- Upbeat Australian and Chinese data turned old history with Melbourne’s coronavirus outbreak.
- Gold prices had lost the positive momentum as central banks paused massive stimulus.
- AUD/USD lost its bullish strength, but the bearish potential remains well-limited.
The AUD/USD pair is modestly up for a fourth consecutive week, still unable to conquer the 0.7000 threshold. Nevertheless, the pair managed to hit a weekly high of 0.7037, not far from the high set this year at 0.7063. The Aussie had seen its bullish potential limited by the latest decision to lockdown Melbourne, which overshadowed encouraging data coming from the country and the region.
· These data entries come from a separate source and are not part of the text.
PR #810, opened 2019-05-29
daemon: Lower logging level of unknown hash exception

### LINKED ISSUE #563: multipass complains about missing image data when launching an image
```
$ multipass launch http://cloud.debian.org/images/cloud/OpenStack/current/debian-9.6.3-20190115-openstack-amd64.qcow2                                                                                            
Waiting for initialization to complete -[2019-01-17T13:11:50.943] [error] [daemon] Error fetching image information: Unable to find an image matching hash "ea609ceb1c6d90bc269713134e78312cd67afedc3512f0919a96c173f15814ed"                

Launched: elemental-rockhopper
$ 
```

Also, enthusiasm backed the commodity-linked currency, but the rally faded alongside the positive mood.
Tensions between the US and China also had an impact on the AUD. This past week, US President Trump signed the Hong Kong autonomy act, putting an end to trade preferences with the region after China established a new security law. Also, the US government was said to be studying a travel ban on Chinese members of the Communist Party, something like 90 million people.
Meanwhile, on-hold central banks have put a halt to gold’s rally. The metal continues to trade around $1,800 a troy ounce, a multi-year high, yet with policymakers pausing in adding massive stimulus to support economies, demand for the metal paused, also contained by resurgent demand for equities.
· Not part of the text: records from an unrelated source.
PR #812, opened 2019-05-30
launch: Clean up instance data if an error occurs during image prep

### LINKED ISSUE #680: Daemon leaks instances when launching with low `--disk`
The `--disk` option does not work with a size below the *virtual size* of the relevant image. This makes sense (to avoid data loss). However, it is currently only enforced by the underlying `qemu-img` command. 

`multipassd` itself does not perform this check and leaves files behind when `qemu-img` fails. The most significant of which is the copy of the image file.

This means that a few hundreds of MB of disk are leaked on such occasions. The regular user does not realize this and leaves the files behind.

```sh
$ multipass launch --disk 1G
launch failed: Cannot resize instance image

$ multipass list
No instances found.

$ du -sh ~/.local/share/multipassd/vault/instances/deep-midge/*
20K     /home/ricab/.local/share/multipassd/vault/instances/deep-midge/cloud-init-config.iso
328M    /home/ricab/.local/share/multipassd/vault/instances/deep-midge/ubuntu-18.04-server-cloudimg-amd64.img

$ qemu-img info /home/ricab/.local/share/multipassd/vault/instances/deep-midge/ubuntu-18.04-server-cloudimg-amd64.img | grep size
virtual size: 2.2G (2361393152 bytes)
disk size: 328M
cluster_size: 65536
```

The daemon logs

> [warning] [qemu-img] qemu-img: warning: Shrinking an image will delete all data beyond the shrunken image's end. Before performing such an operation, make sure there is no important data there.
qemu-img: Use the --shrink option to perform a shrink operation.

townsend2010:
Fixes #680

### DIFF
--- a/src/daemon/daemon.cpp
+++ b/src/daemon/daemon.cpp
@@ -1927,6 +1927,9 @@ void mp::Daemon::create_vm(const CreateRequest* request, grpc::ServerWriter<Crea
             catch (const std::exception& e)
             {
                 preparing_instances.erase(name);
+                release_resources(name);
+                vm_instances.erase(name);
+                persist_instances();
                 status_promise->set_value(grpc::Status(grpc::StatusCode::FAILED_PRECONDITION, e.what(), ""));
             }
 
--- a/tests/test_daemon.cpp
+++ b/tests/test_daemon.cpp
@@ -50,6 +50,7 @@
 #include <memory>
 #include <ostream>
 #include <sstream>
+#include <stdexcept>
 #include <string>
 
 namespace mp = multipass;
@@ -127,7 +128,7 @@ public:
             create_error.ParseFromString(status.error_details());
             const auto errors = create_error.error_codes();
 
-            cerr << "fail: ";
+            cerr << "failed: " << status.error_message();
             if (errors.size() == 1)
             {
                 const auto& error = errors[0];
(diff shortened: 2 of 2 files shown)


townsend2010:
@ricab,

Yeah, I'd really like to add a test for this, but as you know, we have absolutely no infrastructure in place to test the daemon.  In order to test this particular case, we'd need to mock quite a bit of things.  And also, the code in question is the result of a concurrent operation, so we'd also have to account for that as well.

I think we really need to spend some time on coming up with a way to test the daemon better and once we do that, we can then begin to break down areas of unit testing the daemon.

ricab:
@townsend2010 Perhaps we're not talking about the same sort of testing, but all the mocking needed for what I meant is in place. And no need to deal with concurrency, just follow the same pattern from existing tests... I just pushed what I meant and will do a PR into this PR.

ricab:
https://github.com/CanonicalLtd/multipass/pull/813

townsend2010:
@ricab,

Ah, ok, I see.  So you're just basically overriding the `prepare_instance_image` call to throw the exception and then testing to make sure `remove_resources_for` is called in the mock factory and that the exception string matches what is expected.

I'll just cherry-pick your PR commit into this PR and we can close your PR.

ricab:
@townsend2010 yes exactly. Really only to make sure the resources are cleaned up. Feel free to tweak or improve. The test name in in particular may be misleading.

townsend2010:
@ricab,

I think the test is fine as-is.

ricab:
Right, borsing...

bors r=townsend2010,ricab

Old data overshadowed by a new lockdown
Australian NAB’s Business Confidence Index improved to 1 in June, beating the expected -87 while the NAB’s Business Conditions in the same month came in at -7 against the expected --39. Additionally, the country added 210.8K jobs in June, almost doubling the market’s forecast, while the unemployment rate met the market’s expectations at 7.4%, a new multi-year high. However, the upbeat numbers were overshadowed by the new lockdown, as investors are already pricing in an upcoming drop in July and August figures.
Another upbeat figure that was ignored is the Chinese Q2 GDP. The economy grew 11.5% in the three months to June, beating the expected 9.6%, while Industrial Production in the country rose in June by 4.8% YoY. The only miss was Retail Sales, which in the same period declined by 1.8%. The country’s trade surplus was also weaker than anticipated, posting a surplus of $46.42B in dollar terms.
The next week will bring the RBA Meeting Minutes and the July Westpac Leading Index, previously at 0.19%. The country will also publish the preliminary estimate of July Retail Sales, and the preliminary July Commonwealth Bank PMIs. According to forecasts, manufacturing activity is seen recovering further within expansion territory. The US will see the release of the Markit PMIs for the same period, although the activity is expected to have worsened when compared to the previous month.
AUD/USD Technical Outlook
The technical picture for the AUD/USD pair has not changed much. The weekly chart shows that the pair holds above a mildly bearish 100 SMA, which provides dynamic support around 0.6900. The 20 DMA has turned marginally higher far below the current level, while the 200 SMA maintains its bearish slope around 0.7270. The Momentum indicator eased from overbought levels, still well into positive ground, as the RSI indicator consolidates around 60. All of these suggest that bears are nowhere to be found, and while bulls may be reluctant to push the pair beyond 0.7000, the risk is still skewed to the upside.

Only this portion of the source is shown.